Go from the first line below to the one with "Nevertheless, there are" and print each line exactly.

## Information supplied
--- START ---
PR #9, opened 2019-08-04
feat(jpath): allow other entrypoints than main.jsonnet

sh0rez:
Adds an optional flag `-f` / `--file` to specify the file to start
with (defaults stays main.jsonnet). File must be at the root of baseDir


gouthamve:
Can we just check the path? If the `baseDir` is a dir, then look for `main.jsonnet`? Else just evaluate that file?

PR #10, opened 2019-08-06
feat(tooling): import analysis

sh0rez:
Adds a tool (`tk tool imports`) to get a list of all files, a file transitively imports.

Optionally allows to check whether a git commit changed one of those imports.

**BREAKING**: `tk debug jpath` is now `tk tool jpath`


pkg/jsonnet/jsonnet.go
```diff
@@ -38,3 +39,58 @@ func Evaluate(sonnet string, jpath []string) (string, error) {
...
+		Visitor: v,
+	}
+
+	vm := jsonnet.MakeVM()
+	vm.Importer(&importer)
+	for _, nf := range native.Funcs() {
+		vm.NativeFunction(nf)
+	}
+
+	// This method does not exist in google/go-jsonnet. It has been patched in sh0rez/go-jsonnet.
```
gouthamve: Can you submit a PR upstream and see what they think about this?

PR #11, opened 2019-08-07
feat(kubernetes): subset-diff

sh0rez:
So far, diffing was offloaded to kubectl. While this produces very nice results,
it is only possible for kubernetes version 1.13+.

Nevertheless, there are older cluster versions around, so these need to be
supported as well. subset-diff addresses those cases in the hopefully best way
possible.

To reduce field bloat, it only diffes those fields, that are present in the
local config. Kubernetes adds dynamic fields on the fly which we cannot know
about, so this is required.

Note: You WILL NOT see removed fields in the diff output. Upgrade your cluster
version to 1.13+ and use native diffing.

### DIFF
--- a/cmd/tk/workflow.go
+++ b/cmd/tk/workflow.go
@@ -6,6 +6,8 @@ import (
 	"os"
 
 	"github.com/alecthomas/chroma/quick"
+	"github.com/posener/complete"
+	"github.com/sh0rez/tanka/pkg/cmp"
 	"github.com/spf13/cobra"
 	"golang.org/x/crypto/ssh/terminal"
 )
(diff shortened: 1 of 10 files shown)


cmd/tk/workflow.go
```diff
@@ -38,12 +40,16 @@ func applyCmd() *cobra.Command {
 }
 
 func diffCmd() *cobra.Command {
+	// completion
+	cmp.Handlers.Add("diffStrategy", complete.PredictSet("native", "subset"))
```
tomwilkie: For extra marks you could automatically detect the client and server version, and "do the right thing":

```
$ kubectl version -o json
{
  "clientVersion": {
    "major": "1",
    "minor": "15",
    "gitVersion": "v1.15.2",
    "gitCommit": "f6278300bebbb750328ac16ee6dd3aa7d3549568",
    "gitTreeState": "clean",
    "buildDate": "2019-08-05T16:54:35Z",
    "goVersion": "go1.12.7",
    "compiler": "gc",
    "platform": "darwin/amd64"
  },
  "serverVersion": {
    "major": "1",
    "minor": "11+",
    "gitVersion": "v1.11.10-gke.5",
    "gitCommit": "5aa3a95d828fe45aab3611dfc4ebdc0341fe1507",
    "gitTreeState": "clean",
    "buildDate": "2019-05-29T17:25:39Z",
    "goVersion": "go1.10.8b4",
    "compiler": "gc",
    "platform": "linux/amd64"
  }
}
```

sh0rez: I do! If the flag is unset, the right one is chosen

sh0rez: https://github.com/sh0rez/tanka/blob/ef86144866cede78fd799175eaef922539288872/pkg/kubernetes/kubernetes.go#L87-L94

pkg/kubernetes/subsetdiff.go
```diff
@@ -0,0 +1,131 @@
...
+
+	"github.com/sh0rez/tanka/pkg/util"
+)
+
+type difference struct {
+	live, merged string
+}
+
+func (k Kubectl) SubsetDiff(y string) (string, error) {
+	//          is     should
```
tomwilkie: ?

sh0rez: old comment, was 
```go
//  is     should
map[string]string{}
```
before

tomwilkie: What does is and should mean?

cmd/tk/workflow.go
tomwilkie: Oh nice.

pkg/kubernetes/subsetdiff.go
sh0rez: `is` is the current state of the cluster, `should` is the local config (how it should be)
--- END ---
## Solution for this task
PR #9, opened 2019-08-04
feat(jpath): allow other entrypoints than main.jsonnet

sh0rez:
Adds an optional flag `-f` / `--file` to specify the file to start
with (defaults stays main.jsonnet). File must be at the root of baseDir


gouthamve:
Can we just check the path? If the `baseDir` is a dir, then look for `main.jsonnet`? Else just evaluate that file?

PR #10, opened 2019-08-06
feat(tooling): import analysis

sh0rez:
Adds a tool (`tk tool imports`) to get a list of all files, a file transitively imports.

Optionally allows to check whether a git commit changed one of those imports.

**BREAKING**: `tk debug jpath` is now `tk tool jpath`


pkg/jsonnet/jsonnet.go
```diff
@@ -38,3 +39,58 @@ func Evaluate(sonnet string, jpath []string) (string, error) {
...
+		Visitor: v,
+	}
+
+	vm := jsonnet.MakeVM()
+	vm.Importer(&importer)
+	for _, nf := range native.Funcs() {
+		vm.NativeFunction(nf)
+	}
+
+	// This method does not exist in google/go-jsonnet. It has been patched in sh0rez/go-jsonnet.
```
gouthamve: Can you submit a PR upstream and see what they think about this?

PR #11, opened 2019-08-07
feat(kubernetes): subset-diff

sh0rez:
So far, diffing was offloaded to kubectl. While this produces very nice results,
it is only possible for kubernetes version 1.13+.

Nevertheless, there are older cluster versions around, so these need to be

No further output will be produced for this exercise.